- Work required -
Search the entries for the word "gRPC" and report each line that has it.

- Records for this task -
****************************************

PR #1783, opened 2026-05-18
report digest: intent & technique summaries with intent_technique matrix

patriciapampanelli:
## Summary
- add intent and technique digest summaries to `report_digest`, sourced from `eval_intent` records and probe `demon:*` tags
- implemented an additive technique_intent[technique][intent] cross-summary while keeping existing flat intent and technique summaries unchanged, so downstream consumers do not need to reimplement aggregation logic.
- preserve `plugin_cache` entries through `aggregate_reports` so matrix generation can resolve probe tags from aggregated reports
- update reporting docs (aggregation wording, matrix schema/coverage/projection semantics) and fix the TI parse test

Solves: #1704 
Depends on #1693, #1719


patriciapampanelli:
Closing this one. I'm continuing the work in #1807.

PR #2124, opened 2019-02-18
Add mutual, basic and token-based authentication tests for gRPC

furkansenharputlu:
This PR adds the following tests for gRPC:
- Mutual Authentication
- Basic Authentication
- Token Based Authentication

extends #2119


gateway/server.go
```diff
@@ -887,14 +887,6 @@ func initialiseSystem() error {
 		mainLog.Error("Failed to write PIDFile: ", err)
 	}
 
-	if globalConf.UseDBAppConfigs && globalConf.Policies.PolicySource != config.DefaultDashPolicySource {
```
buger: Does not feels like part of this PR.

PR #2126, opened 2019-02-19
Swagger documentation

adelowo:
See https://github.com/TykTechnologies/product/issues/88

- [x] Definition of swagger models and responses
- [x] CI build step to validate the schema


adelowo:
Right now, the spec will be validated in CI. But in the long run, we might want to push the file 
directly to GitHub from Travis but for now, `.utils/ci-swagger.sh` can be run and the changes in the
`gateway-swagger.yaml` can be committed alongside other change - CI will validate it again though.

swagger.go
```diff
@@ -0,0 +1,21 @@
+package main
+
+import (
+	"github.com/TykTechnologies/tyk/apidef"
+	"github.com/TykTechnologies/tyk/user"
+)
+
+// parameterBodies
+// swagger:response parameterBodies
+type swaggerParameterBodies struct {
```
buger: What it is? and why it is needed?

buger:
Nice!

As mentioned previously our swagger consist of 2 parts, manual part and auto-generated part.
So next step here, will be taking swagger.yaml from here `https://github.com/TykTechnologies/tyk-docs/blob/db26f221108604da80d7cdf4a5469b83e722c1c7/tyk-docs/static/others/gateway-swagger.yaml` and replacing its `components` object, part, with auto-generated stuff from your script: so we will have manually defined endpoints and automatic model definitions.

swagger.go
adelowo: Without this, `go-swagger` won't generate definitions for `apiStatusMessage` and the rest. Thus the swagger spec will be invalid as `"$ref": "#/definitions/APIDefinition"` for example won't work. 

It is more like a way to actually trick `go-swagger` to generating them as definitions in the output file

adelowo:
I might need to make a few updates to this later on today

buger:
The final change is to move the final swagger file from this PR to here https://github.com/TykTechnologies/tyk-docs/pull/560/files, and modify the script, so it updates definitions section.

PR #2128, opened 2019-02-21
Respect tags coming from key level

### LINKED ISSUE #1671: Adding tag on key level is not saved on the key object
bug
Adding a key is not reflected in the key object 

To be shown in a similar way to the policy tag (or remove this option)
image

1. Create an api
2. Create a key - addthe api to the key and add tag to the key
==> you'll see only the hashed tag i.e. key-{hash}

another scenario:
1. Create an api
2. Create policy and add the api and add tag
2. Create a key - add the policy to the key and add tag to the key
==> you'll see only the policy's tag

Latests was checked on the cloud

furkansenharputlu:
When a policy with a tag is applied to a key, it doesn't respect key's tag. This PR fixes the bug if in FE,
https://github.com/TykTechnologies/tyk-analytics-ui/issues/1082 should be fixed for this PR to work properly.

Fixes #1671

### DIFF
--- a/middleware.go
+++ b/middleware.go
@@ -400,7 +400,6 @@ func (t BaseMiddleware) ApplyPolicies(session *user.SessionState) error {
 
 	// set tags
 	if len(tags) > 0 {
-		session.Tags = make([]string, 0, len(tags))
 		for tag := range tags {
 			session.Tags = append(session.Tags, tag)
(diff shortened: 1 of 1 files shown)


buger:
Merged manually 5aa1466b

****************************************

- Response to the task -
Add mutual, basic and token-based authentication tests for gRPC
This PR adds the following tests for gRPC:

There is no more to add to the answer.